New research carried out for the Child Poverty Action Group to coincide with the publication of the annual poverty statistics found that the 4 year freeze on children’s benefits alone (child benefit and child elements in tax credits and universal credit) will lead to average loses of £240 per year for families with children and will result in 100,000 more children in poverty by 2023-24. This is just one way in which families are losing out – for many the losses are much greater because of the freeze in help with housing costs and other benefits, and the impact of the benefit cap and two-child limit.

Over the decade from 2010 to 2020, child benefit – a vital lifeline for families struggling to make ends meet – will have lost almost a quarter of its value simply because it has not been updated as prices have risen.

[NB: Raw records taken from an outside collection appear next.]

PR #4, opened 2016-10-05
Use single argument completion handler

lightsprint09:
If a request finishes, it is either a success with a response or it is an error. But bot can be nil at the same time. Two completion handler for success and error solve this problem.

### DIFF
--- a/Apollo/ApolloClient.swift
+++ b/Apollo/ApolloClient.swift
@@ -29,7 +29,7 @@ public class ApolloClient {
     self.init(networkTransport: HTTPNetworkTransport(url: url))
   }
   
-  public func fetch<Query: GraphQLQuery>(query: Query, completionHandler: @escaping (_ result: GraphQLResult<Query.Data>?, _ error: Error?) -> Void) {
-    networkTransport.send(query: query, completionHandler: completionHandler)
+  public func fetch<Query: GraphQLQuery>(query: Query, onCompletion: @escaping (GraphQLResult<Query.Data>) -> Void, onError: @escaping ( _ error: Error) -> Void) {
+    networkTransport.send(query: query, onCompletion: onCompletion, onError: onError)
   }
 }
--- a/Apollo/NetworkTransport.swift
+++ b/Apollo/NetworkTransport.swift
@@ -19,7 +19,7 @@
 // SOFTWARE.
 
 public protocol NetworkTransport {
-  func send<Query: GraphQLQuery>(query: Query, completionHandler: @escaping (_ result: GraphQLResult<Query.Data>?, _ error: Error?) -> Void)
+    func send<Query: GraphQLQuery>(query: Query, onCompletion: @escaping (GraphQLResult<Query.Data>) -> Void, onError: @escaping ( _ error: Error) -> Void)
 }
 
 struct GraphQLResponseError: Error, LocalizedError {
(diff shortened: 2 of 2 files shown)


martijnwalraven:
I definitely see where you are coming from, and I'm not sure what the right decision is here, but having two separate callbacks feels less than ideal to me.

One of the reasons for sticking to a single completion handler would be that it fits better with the rest of the Cocoa API, and I think it is important that the API feels familiar to most iOS developers. Although to be fair, it makes sense to have Swift establish its own patterns.

Another benefit of having a single callback is that it allows you to use trailing closure syntax.

My person ideal would be to get a `Result` or `Promise` type in the language, with the ability to use standard `try` error handling with it (like `async`/`await` does in JavaScript). 

In the meantime, we could decide to use our own `Result` type, which [Alamofire](https://github.com/Alamofire/Alamofire) has also done for instance. But I'm not sure if that wouldn't overcomplicate matters.

ephemer:
Yes, to be honest I've wrapped our use of apollo iOS in a promise library,
so this is kind of a moot point for us.

In general I am all for the trailing closure syntax, so that's a good
point. I haven't used this API enough to worry about conciseness, but it
may be the most important argument to make about this change.

As a philosophical point, I'm not sure adhering to Cocoa is the way
forward. Since swift's inception, the battle has pretty much always been to
make cocoa more swifty, rather than the other way around. As a random side
note, I wouldn't be surprised if Apple was already well underway with a
Swift-only successor to Cocoa.

The main advantage I still see with two callbacks is reducing boilerplate
and separation of both the error and error-free codepaths (mostly optional
unwrapping). As is, it feels a bit like dealing with untyped JSON (but
thankfully not quite that extreme), which is the entire thing we're trying
to avoid
Martijn Walraven <notifications@github.com> schrieb am Do. 6. Okt. 2016 um
17:44:

ephemer:
But re: promises in the language. I'd be all for it. Would you consider
proposing it on swift-evolution?
Geordie Jay <geojay@gmail.com> schrieb am Fr. 7. Okt. 2016 um 20:30:

mgwidmann:
Any update on this? I'm noticing for a response like the following that I'm not receiving the error correctly in my completion handler:

```javascript
{
  "errors": [
    {
      "user_message": "No user found for given email.",
      "message": "In field \"signInUser\": Email not found error",
      "locations": [
        {
          "line": 2,
          "column": 0
        }
      ]
    }
  ],
  "data": {}
}
```

I'm seeing both `result` is `nil` and `error` is `Optional(Apollo.GraphQLResultError(path: ["signInUser"], underlying: Apollo.JSONDecodingError.missingValue))`

I cannot get at the `message` field within the error because of the missing data in the response. Would this PR fix this issue or should I open another issue?

martijnwalraven:
@mgwidmann: You should open a new issue for this, as this PR doesn't really address your problem.

What server-side technology are you using? Your response seems invalid to me, because `data` is an empty object rather than `null`, as it should be according to the spec.

justinmakaila:
I mean, any opposition to adding `antitypical/Result` as a dependency?

I'm fairly certain the Swift timeline doesn't include a `Result` type, and that's pretty much the standard when it comes to implementing one.

```
apollo.fetch(MyQuery()) { result in
  switch result {
    case let .success(value):
      successHandler(value)
    case let .failure(error):
      errorHandler(error)
  }
}
```

mgwidmann:
@justinmakaila What you described is better known as a `Maybe` monad. I would prefer it as its a much cleaner approach than the nodejs style 2 parameter result & error. Maybe Apollo should provide it to distinguish between logical errors and catastrophic failures if Swift doesn't plan to support it any time soon.

PR #5, opened 2016-10-13
Allow using booleans in the generated graphql schema 

smowden:
using booleans currently leads to compile time errors, because they cant be converted into swifts types


martijnwalraven:
Thanks for the pull request, merged!

PR #8, opened 2016-10-18
Added SPM support

dfirsht:


martijnwalraven:
This looks great! Sorry the Travis CI is a bit slow, there seems to be a queue for iOS builds. But the iOS 10 tests have already passed, so the iOS 9 ones should follow soon hopefully.

Have you already started using Apollo iOS with SPM?

dfirsht:
Thanks!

Commenting on today’s annual poverty statistics, Chief Executive of Child Poverty Action Group Alison Garnham said:

“Today’s poverty figures make grim reading with more than 4.1 million children still in poverty and a jump in the proportion of poor children in working families. Despite high employment, today’s figures reveal that 70% of children living under the poverty line have at least one parent in work. That is not an economy that is working for everyone. The increase in child poverty in working families was widely anticipated and could have been avoided. A coalition of charities came together to ask the Chancellor to take the opportunity of his Spring Statement to end the benefit freeze and bring families in from the cold. But the government chose not to, missing another opportunity to do the right thing for children and families despite the fact that the freeze had already achieved its planned savings.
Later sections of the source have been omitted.